= Exercise objective =
Up to and including the line containing "### Changes", set down each line of the entries below exactly, starting from the first, and leave out the rest.

= Input data =

PR #1270, opened 2026-06-16
Expose workflow env vars to brew/apt-get dep install subprocesses

ofalvai:
### Checklist

### Version

### Context

When a workflow defines env vars that control package manager behavior (e.g. `HOMEBREW_NO_AUTO_UPDATE`, `HOMEBREW_NO_INSTALL_CLEANUP`, `http_proxy`), those vars are not visible to the `brew install` and `apt-get` subprocesses spawned during step dependency installation. The accumulated workflow environment is only applied to the step itself — not to the earlier dep install phase.

Follows up on #1246, which solved the same problem for the mise tool setup phase.

### Changes

- `InstallWithBrewIfNeeded` and `InstallWithAptGetIfNeeded` now accept `extraEnvs map[string]string` and forward them via `AppendEnvs` to the `brew install` / `apt-get update` / `apt-get install` subprocesses
- `checkAndInstallStepDependencies` accepts and threads `extraEnvs` through to both installers
- The call site in `runStep` passes `envsToMap(environments)` — reusing the helper introduced in #1246
- Added `mapToEnvSlice` helper in `bitrise/dependencies.go` to convert `map[string]string` to `[]string` for `AppendEnvs`

### Investigation details

The `deps:` install happens in `runStep` before `EnvmanAddEnvs` is called, so the accumulated workflow environments are available as `[]envmanModels.EnvironmentItemModel` but not yet in the process environment. Brew and apt-get subprocesses inherit `os.Environ()` by default, which misses any env vars defined in the workflow.

### Decisions

- Forwarding all accumulated env vars so any package manager control variable set in the workflow (`HOMEBREW_*`, proxy settings, etc.) is respected during dep installation.


lpusok:
We do not do env expansion. If we want to skip it looks ok
```
envs, err := envman.ReadAndEvaluateEnvs(configs.InputEnvstorePath, &envmanEnv.DefaultEnvironmentSource{})
```

lpusok (approved):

= Reply to the exercise =
PR #1270, opened 2026-06-16
Expose workflow env vars to brew/apt-get dep install subprocesses

ofalvai:
### Checklist

### Version

### Context

When a workflow defines env vars that control package manager behavior (e.g. `HOMEBREW_NO_AUTO_UPDATE`, `HOMEBREW_NO_INSTALL_CLEANUP`, `http_proxy`), those vars are not visible to the `brew install` and `apt-get` subprocesses spawned during step dependency installation. The accumulated workflow environment is only applied to the step itself — not to the earlier dep install phase.

Follows up on #1246, which solved the same problem for the mise tool setup phase.

### Changes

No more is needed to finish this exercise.